WORK TO COMPLETE: Copy all the lines of the data that include the word "anyway".

Collection entries:
PR #1171, opened 2017-11-02
[WIP] Universal picker widget

qzminski:
As requested by @aschempp this pull request introduces the universal picker widget. The field configuration can look like this:

```php
$GLOBALS['TL_DCA']['tl_module']['fields']['article'] = [
    'label' => &$GLOBALS['TL_LANG']['tl_module']['article'],
    'exclude' => true,
    'inputType' => 'picker',
    'eval' => [
        'foreignTable' => 'tl_article', // Foreign table for widget record fetching
        'context' => 'article', // Context for picker
        'labelField' => 'title', // Field for the label
        'fieldType' => 'radio', // Field type (optional, defaults to radio)

        // Custom record label callback (icon is added anyway)
        'label_callback' => function (array $row) {
            return $row['title'] . ' (ID: ' . $row['id'] . ')';
        },

        // Multiple sortable selection
        //'fieldType'    => 'checkbox',
        //'sortable'     => true,
    ],
    'sql' => ['type' => 'integer', 'unsigned' => true],
];
```

Concerns:

1. Perhaps `foreignTable` can be fetched from the picker.
2. `label_callback` could make its way one level up in the array just where other callbacks sit.

The `ArticlePickerProvider` adjustments taken from https://github.com/contao/core-bundle/pull/999.


src/Resources/contao/widgets/PickerWidget.php
```diff
@@ -0,0 +1,240 @@
...
+		elseif (strpos($varInput, ',') === false)
+		{
+			return $this->multiple ? array(intval($varInput)) : intval($varInput);
+		}
+		else
+		{
+			$arrValue = array_map('intval', array_filter(explode(',', $varInput)));
+
+			return $this->multiple ? $arrValue : $arrValue[0];
+		}
```
rabauss: we had problems on saving multiple selected ids and afterwards search them via like in DB - so do we have to cast to string at this point?

```        
        if ($this->multiple)
        {
            // Cast to string to search in serialized array via db
            if (!empty($this->varValue)) {
                foreach ($this->varValue as &$value) {
                    $value = (string)$value;
                }
            }
        }
```

src/Resources/contao/widgets/PickerWidget.php
```diff
@@ -0,0 +1,240 @@
...
+
+
+	/**
+	 * Load the database object
+	 *
+	 * @param array $arrAttributes
+	 */
+	public function __construct($arrAttributes=null)
+	{
+		$this->import('Database');
```
Toflar: Do not import it here, use `getInstance()` instead.

src/Resources/contao/widgets/PickerWidget.php
```diff
@@ -0,0 +1,240 @@
...
+			if ($this->mandatory)
+			{
+				$this->addError(sprintf($GLOBALS['TL_LANG']['ERR']['mandatory'], $this->strLabel));
+			}
+
+			return '';
+		}
+		elseif (strpos($varInput, ',') === false)
+		{
+			return $this->multiple ? array(intval($varInput)) : intval($varInput);
```
Toflar: Sure we need `inval` here? What if I want to pick multiple string values like string uuids?

src/Resources/contao/widgets/PickerWidget.php
```diff
@@ -0,0 +1,240 @@
...
+			// Label field
+			$label = $data[$this->labelField];
+		}
+		else
+		{
+			$label = $data['id'];
+		}
+
+		// Add the icon
+		if ($this->icon)
```
Toflar: Don't you think it would make sense to put the icon in the callback as well? E.g. the page picker has different icons per page type and this sounds like a typical requirement to me :)

src/Resources/contao/widgets/PickerWidget.php
```diff
@@ -0,0 +1,240 @@
...
+	 */
+	public function generate()
+	{
+		$arrValues = array();
+
+		// Generate the records
+		if (!empty($this->varValue)) // Can be an array
+		{
+			$ids = array_map('intval', (array) $this->varValue);
+			$records = $this->Database->execute("SELECT * FROM {$this->foreignTable} WHERE id IN (" . implode(',', $ids) . ")" . ($this->sortable ? (" ORDER BY " . $this->Database->findInSet('id', $ids)) : ""));
```
Toflar: Generating the query should go to its own protected method so it can be easily overridden in a custom widget.

src/Resources/contao/widgets/PickerWidget.php
```diff
@@ -0,0 +1,240 @@
...
+
+			while ($records->next())
+			{
+				$arrValues[$records->id] = $this->generateRecordLabel($records->row());
+			}
+		}
+
+		$return = '<input type="hidden" name="'.$this->strName.'" id="ctrl_'.$this->strId.'" value="'.implode(',', array_keys($arrValues)).'">
```
Toflar: Can we use a template here please? I know it's old code but still :)

src/Resources/contao/widgets/PickerWidget.php
qzminski: I have asked @aschempp  about the style of this *legacy* class with and he said I should just take the existing code (based on page tree widget) as is for now. Ideally we should not use `Database` but the db connection service.

src/Resources/contao/widgets/PickerWidget.php
qzminski: The `fileTree` widget will not extend this class (at least for now). /cc @aschempp

src/Resources/contao/widgets/PickerWidget.php
qzminski: This `icon` setting is defined by the developer and there is no icon provided by default. Thus if your icon is not static you can just not set this property and add it in the `label_callback`.

Also the `label_callback` is called before the evaluation of the `icon` setting, which allows you to use callback just to format the label properly but still set the static icon afterwards.

src/Resources/contao/widgets/PickerWidget.php
qzminski: I have never encountered such problem but if that's the case then also other widgets are affected. What query have you used to search the serialized data? Or did you set the field to handle data in `csv` format?

src/Resources/contao/widgets/PickerWidget.php
Toflar: I see, I can live with that :)

src/Resources/contao/widgets/PickerWidget.php
Toflar: No but maybe I want to store uuids in my case too :)

src/Resources/contao/widgets/PickerWidget.php
Toflar: Yeah it's fine for me to just use the legacy class here, but still `Database::getInstance()` instead of importing it in some global variable :)

src/Resources/contao/widgets/PickerWidget.php
rabauss: We use something like this ` WHERE (xx LIKE '%"1"%' OR xx LIKE '%"10"%') ` - it's similar to the backend-filter for members.

Yes, i guess it's also an problem for other widgets. But at the moment I don't know if there is an integer-picker in the core. the file picker uses uuid, so it's string...

qzminski: https://github.com/contao/core-bundle/blob/master/src/Resources/contao/widgets/PageTree.php#L126

rabauss: I know that code - because I also copied that initialy for our own picker ;-)
it saves the ids correctly but you won't be able to search via LIKE...

aschempp: Imho that's not related to this pull request…

src/Resources/contao/widgets/PickerWidget.php
aschempp: 👎 for a template, please don't over-engineer old code, otherwise this will never get merged…

src/Picker/ArticlePickerProvider.php
```diff
@@ -51,10 +55,29 @@ public function getDcaTable(): string
      */
     public function getDcaAttributes(PickerConfig $config): array
     {
+        $value = $config->getValue();
         $attributes = ['fieldType' => 'radio'];
 
-        if ($this->supportsValue($config)) {
-            $attributes['value'] = str_replace(['{{article_url::', '}}'], '', $config->getValue());
+        if ('article' === $config->getContext()) {
+            $attributes = ['fieldType' => $config->getExtra('fieldType')];
```
aschempp: remove this line, it overrides the default in line 59 and is duplicate with line 65

src/Picker/ArticlePickerProvider.php
```diff
@@ -65,6 +88,10 @@ public function getDcaAttributes(PickerConfig $config): array
      */
     public function convertDcaValue(PickerConfig $config, $value): string
     {
+        if ('article' === $config->getContext()) {
+            return (string) $value;
```
aschempp: use `(int)` casting, we're picking an ID (see `PagePickerProvider`). Which means we need to remove the method's return type

src/Resources/contao/classes/Ajax.php
```diff
@@ -332,7 +333,18 @@ public function executePostActions(DataContainer $dc)
...
+
+				switch ($this->strAction) {
+					case 'reloadPagetree':
+						$strKey = 'reloadPagetree';
+						break;
+					case 'reloadFiletree':
+						$strKey = 'fileTree';
+						break;
+					default:
+						$strKey = 'picker';
```
aschempp: this changes the fallback action, but I think that's fine if noone else has any concerns

src/Resources/contao/widgets/PickerWidget.php
```diff
@@ -0,0 +1,240 @@
...
+ * @property string         $context
+ * @property string         $labelField
+ * @property string         $icon
+ * @property boolean        $sortable
+ * @property array|callable $label_callback
+ *
+ * @author Leo Feyer <https://github.com/leofeyer>
+ * @author Kamil Kuzminski <https://github.com/qzminski>
+ */
+class PickerWidget extends \Widget
```
aschempp: The current widgets never have a class suffix. @leofeyer should decide if we want to change that here …

src/Resources/contao/widgets/PickerWidget.php
```diff
@@ -0,0 +1,240 @@
...
+		if ($varInput == '')
+		{
+			if ($this->mandatory)
+			{
+				$this->addError(sprintf($GLOBALS['TL_LANG']['ERR']['mandatory'], $this->strLabel));
+			}
+
+			return '';
+		}
+		elseif (strpos($varInput, ',') === false)
```
aschempp: I don't think we actually need this `elseif` at all. The `else` statement is perfectly fine to handle all cases…

src/Resources/contao/widgets/PickerWidget.php
```diff
@@ -0,0 +1,240 @@
...
+		}
+	}
+
+
+	/**
+	 * Check the selected value
+	 *
+	 * @param mixed $varInput
+	 */
+	protected function checkValue($varInput)
```
aschempp: I think this should be `validateValue($varInput)`

src/Resources/contao/widgets/PickerWidget.php
```diff
@@ -0,0 +1,240 @@
...
+
+
+	/**
+	 * Generate the record label
+	 *
+	 * @param array $data
+	 *
+	 * @return string
+	 */
+	protected function generateRecordLabel(array $data)
```
aschempp: Can we not make `label_callback` just a mandatory argument when using this widget? Instead of multiple features that override each other?

src/Resources/contao/widgets/PickerWidget.php
```diff
@@ -0,0 +1,240 @@
...
+		$return .= '</ul>';
+
+		if (!\System::getContainer()->get('contao.picker.builder')->supportsContext($this->context))
+		{
+			$return .= '
+	<p><button class="tl_submit" disabled>'.$GLOBALS['TL_LANG']['MSC']['changeSelection'].'</button></p>';
+		}
+		else
+		{
+			$extras = ['fieldType' => $this->fieldType];
```
aschempp: `fieldType` is an optional property, default is a radio button (see my previous comment)

aschempp:
We should also add a content element picker (either in this PR or in a subsequent one related to this).

src/Resources/contao/classes/Ajax.php
qzminski: Well not really, only three actions are allowed here (see lines 268-270) and we cover each case. This `default` can be a bit misleading though...

src/Resources/contao/widgets/PickerWidget.php
qzminski: I think you are right. Are we missing something @leofeyer or can this be dropped?

src/Resources/contao/widgets/PickerWidget.php
qzminski: I have copied it "as is" from the page tree widget. I can change the method name here but then it will be a mismatch between those two widgets. Should not be a problem but if 90% is already the same...

src/Resources/contao/widgets/PickerWidget.php
qzminski: We could, yet I find my solution more user friendly. Would love to hear opinion of the others though.

src/Resources/contao/widgets/PickerWidget.php
qzminski: Should we fix it in the page tree widget as well then? https://github.com/contao/core-bundle/blob/master/src/Resources/contao/widgets/PageTree.php#L232

src/Resources/contao/classes/Ajax.php
aschempp: I know about the three actions. What I meant is that before this change, the default was `fileTree` if `$this->strAction != 'reloadPagetree'`. Now the default is `picker`. As I said, I'm fine with this, though I would assume we should not support an unknown action anyway.

src/Resources/contao/widgets/PickerWidget.php
aschempp: Then we should keep it, sorry I didn't see that.

src/Resources/contao/widgets/PickerWidget.php
aschempp: ping @contao/developers

src/Resources/contao/widgets/PickerWidget.php
aschempp: Well I guess so. We already changed it in the picker (https://github.com/contao/core-bundle/blob/master/src/Picker/PagePickerProvider.php#L62-L67) so I guess we just missed that.

src/Resources/contao/widgets/PickerWidget.php
Toflar: For me there are only two use cases:

* You just want to output the title and have it look good. In that case you don't even want to specify the icon, you just want to have a general list icon and pass on the label field column name.
* You care about the icon, you have a different icon per row or a different label source per row. In that case you use the callback.

So for me a `labelField` (uses a predefined icon and that label column)  and `label_callback` (allows you to do everything you like) would be enough,

aschempp: I agree, but please call it `label` and `label_callback` (as it is in the DCA list config).

qzminski: Collides with the regular label field and `__set`/`__get` magic methods 🙄

src/Resources/contao/widgets/PickerWidget.php
qzminski: Changed in 072b178.

Toflar:
Ping @qzminski, this PR needs to include https://github.com/contao/core-bundle/commit/1ac36e302d41802d61a88308256677c6bfb423f1.

qzminski:
Just did that.

src/Resources/contao/dca/tl_content.php
```diff
@@ -716,9 +716,27 @@
...
-			'inputType'               => 'select',
-			'options_callback'        => array('tl_content', 'getArticleAlias'),
-			'eval'                    => array('mandatory'=>true, 'chosen'=>true, 'submitOnChange'=>true, 'tl_class'=>'w50 wizard'),
+			'inputType'               => 'picker',
+			//'options_callback'        => array('tl_content', 'getArticleAlias'),
+			'eval'                    => array(
+				'mandatory'    => true,
+				'tl_class'     => 'clr',
+
+				'foreignTable' => 'tl_article', // Foreign table for widget record fetching. @todo get from picker somehow?
```
Toflar: Imho fetching and validating the records should be done in simple, small methods so they can be easily overridden. Right now there's still to much going on in one single method. Can you split that up a little? Then that todo can be removed :)

src/Resources/contao/dca/tl_content.php
```diff
@@ -716,9 +716,27 @@
...
+				// Custom record label callback (icon is added anyway)
+				'label_callback' => function (array $row) {
+				    return $row['title'] . ' (ID: ' . $row['id'] . ')';
+				},
+
+				// Multiple sortable selection
+//				'fieldType'    => 'checkbox',
+//				'sortable'     => true,
+            ),
+			// @todo – how to handle wizard?
```
Toflar: What does the wizard do in that case? I mean why is a wizard needed at all?

qzminski: Well previously it was a select menu field, so when you have selected the record you were able to edit it in popup by clicking the edit icon. Dunno if we should drop or adjust it here.

src/Resources/contao/dca/tl_content.php
qzminski: Do you mean some custom callbacks here or just the protected methods inside the widget class?

src/Resources/contao/dca/tl_content.php
Toflar: imho that's not needed, you can add it in the callback if you like, can't you?

src/Resources/contao/dca/tl_content.php
Toflar: Protected methods :)

src/Resources/contao/dca/tl_content.php
qzminski: Dropped it in b5e3f2d. I left the method in the class for BC reasons.

src/Resources/contao/dca/tl_content.php
qzminski: See 68d9b80.

src/Resources/contao/widgets/PickerWidget.php
aschempp: 🤦‍♂️

src/Resources/contao/dca/tl_content.php
```diff
@@ -716,13 +716,25 @@
 		(
 			'label'                   => &$GLOBALS['TL_LANG']['tl_content']['articleAlias'],
 			'exclude'                 => true,
-			'inputType'               => 'select',
-			'options_callback'        => array('tl_content', 'getArticleAlias'),
-			'eval'                    => array('mandatory'=>true, 'chosen'=>true, 'submitOnChange'=>true, 'tl_class'=>'w50 wizard'),
-			'wizard' => array
-			(
-				array('tl_content', 'editArticleAlias')
```
aschempp: You should also remove this method from the class.

src/Resources/contao/widgets/PickerWidget.php
```diff
@@ -0,0 +1,250 @@
...
+		{
+			$callback = $this->label_callback;
+
+			$label = static::importStatic($callback[0])->{$callback[1]}($data, $this->objDca);
+		}
+		elseif (is_callable($callback = $this->label_callback))
+		{
+			$label = $callback($data, $this->objDca);
+		}
+		elseif ($this->labelField)
```
aschempp: Maybe check if data contains `labelField` ? I would also suggest to make the field mandatory (throw exception if it does not exist here).

src/Resources/contao/widgets/PickerWidget.php
aschempp: Why would that be necessary? With the label callback everything is possible, so I don't ever see a need to join something? If you don't have actual DB records, I would think one should override the whole method?

src/Resources/contao/dca/tl_content.php
qzminski: I have not removed it for BC reasons, some extensions could use it. Maybe instead of removing it I should throw the deprecation warning?

src/Resources/contao/widgets/PickerWidget.php
qzminski: Imo this should stay as is. What if I want to work on models and not the query? Or non-DB records like @aschempp mentioned?

src/Resources/contao/widgets/PickerWidget.php
qzminski: Changed in b853270. I have not used the `isset()` on purpose because the data property could potentially contain a `null` value.

src/Resources/contao/dca/tl_content.php
aschempp: Agreed, we should keep it. But we should add the deprecation notice.

qzminski: Changed in 0d178e6.

aschempp:
I think we need to re-think this implementation. Imho the picker provider should be able to render it's items, so the picker widget does not need to know. Picking an article should look the same in every record, it does not make sense to re-implement a label callback in every dca.

Unfortunately, this means we won't make this into 4.5 … 😞

leofeyer:
Are you planning on completing this PR?

leofeyer:
See contao/contao#714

EXERCISE RESPONSE:
        // Custom record label callback (icon is added anyway)
aschempp: I know about the three actions. What I meant is that before this change, the default was `fileTree` if `$this->strAction != 'reloadPagetree'`. Now the default is `picker`. As I said, I'm fine with this, though I would assume we should not support an unknown action anyway.
+				// Custom record label callback (icon is added anyway)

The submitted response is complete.